As an Analyst, Silver’s frustration with inadequate data collection methods or, more egregious, assumptive conclusions being revered as fact, can only be lessened by sharing his methodical results. With the blog, Silver says he was trying to “apply the same scientific spirit that we've used in baseball to the political world.” 2010 through the election of 2012, politics was all Silver lived and wrote. He stepped down from most of his sports writing and commenting gigs, making time only for writing his 2012 book, The Signal and the Noise, which laid out the parallels between baseball math and accurate political predictions. His Twitter following ballooned, as did the number of “wannabes”, hastily recruited by competing media platforms to fill this new niche — consumable data-rich projections. The campaign trail and election in 2012 was now primed for discussion at the data-relevant level, wholly unlike 2008 and before. Silver, unlike traditional polling stalwarts like Rasmussen, predicted all 50 states correctly, including nine swing states the old guard had cautiously deemed “indeterminable.”

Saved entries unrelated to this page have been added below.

PR #701, opened 2019-05-17
fix(profile): pass updateProfile options to action

cruzdanilo:
### Description
fix options not being passed to updateProfile action


prescottprue:
Going to make a separate commit to avoid conflicts with master as I  put this into an upcoming `latest` release. Will also get that out to next sometime soon.

prescottprue:
Included in [v3.0.0-alpha.13 release](https://github.com/prescottprue/react-redux-firebase/releases/tag/v3.0.0-alpha.13). The change is also planned to go out into latest with v2.3.0. Thanks for the PR!

PR #725, opened 2019-07-08
fix(providers): prevent unwanted re-initialization when parent component updates - @illuminist

illuminist:
### Description
I wrapped an extended firebase instance inside react useMemo hook in order to prevent `extendedFirebaseInstance.initializeAuth()` from being called for second time when parent component updated. And it should has improved performance since it wouldn't call `createFirebaseInstance` again to create a new and change firebase instance in the `ReactReduxFirebaseContext` which would cause  update in every component that depends on firebase instance from said context.

### Check List

- [x] All tests passing

### DIFF
--- a/package.json
+++ b/package.json
@@ -63,7 +63,7 @@
     "prop-types": "^15.6.2"
   },
   "peerDependencies": {
-    "react": "^16.4.0"
+    "react": "^16.8.0"
   },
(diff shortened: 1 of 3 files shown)


prescottprue:
Great work! 🎆 Really excited to see the hooks continuing to move forward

Where the Analyst differs from the Reporter archetype lies in the indirect nature of the Analyst. Generally, it’s probably a somewhat boring day-to-day existence, reading tables and indices — not interviewing leaders and dodging bullets to gather a story. However, Silver’s approach in his writing and online persona has made math and logic, well, sexy again. Post-2012 elections, Silver began broadening the scope of his blog, studying the implications and specifics for topics as widely ranged as board game design, home economics and, of course, sports. In 2014, FiveThirtyEight parted ways with the New York Times, and joined the ESPN family, still retaining the diverse topics and discussions beyond politics and sports.

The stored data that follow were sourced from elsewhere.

PR #730, opened 2019-07-18
Fix `useFirestoreConnect` type

illuminist:
### Description
`useFirestoreConnect` type was set to accept array of query but it should accept only single query per hook.

- [x] All tests passing

### DIFF
--- a/index.d.ts
+++ b/index.d.ts
@@ -668,9 +668,9 @@ export function useFirestore(): ExtendedFirestoreInstance
  */
 export function useFirestoreConnect<TInner>(
   connect?:
-    | mapper<TInner, (string | ReduxFirestoreQuerySetting)[]>
-    | ReduxFirestoreQuerySetting[]
-    | string[]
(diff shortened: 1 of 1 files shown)


prescottprue:
Remind me again, Wwat was the reasoning for just the one query and not sticking to the original API? Was it for memoization?

Thanks for the PR

illuminist:
Mainly because I wanted to take adventage `useEffect`. Because `useEffect` will automatically set and unset a listener if it's dependencies has changed, in this case, the query.

In the original API, it uses `componentDidUpdate` lifecycle to compare between an old and a new query. But it's unable to compare the old query using `useEffect` because it cannot access the old query directly without some workaround which I didn't know at the time. Therefore I made to unset a listener every time the query has changed. This comes to the problem with multi query connector where one query might be updated but will cause every listener in a connector to be reset, causing more unnecessary read to firestore.

I just found a new way to compare old and new state using hook, which might work same way as the old implementation. I will try that first.

prescottprue:
Nice!! Thanks for posting the details of your findings

PR #781, opened 2019-10-21
fix(types): fix firestore.delete return type - @rscotten

rscotten:
### Description

Type fix that changes the return type in line 482 in `index.d.ts` from 

```typescript
delete: (docPath: string | ReduxFirestoreQuerySetting) => void
```

to
```typescript
delete: (docPath: string | ReduxFirestoreQuerySetting) => Promise<void>
```

### Check List

- [x] All tests passing


rscotten:
@prescottprue I branched off master instead of next so I could use the latest 3.0.2 release.  Looks like next is still on 3.0.0.

prescottprue:
Thanks for the PR! The v3.0.0 version is out in `latest`, so I am going to switch this to be against the next upcoming patch instead of `next`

Following @NateSilver isn’t much different from following the official blog account, @FiveThirtyEight: Silver tends to share content from the site, as well as other data-centric posts, just sprinkling in some personal posts and pictures. His interactions with followers and Twitter personalities are unassuming, positive, and in general, somewhat bland. What resonates with followers is the power of harnessing factual evidence, and sharing the logic behind the results. The ideologically-bound still butt heads with Silver’s efforts, but there is no denying the lasting impact the Analyst can make for an otherwise less-than-analytical public.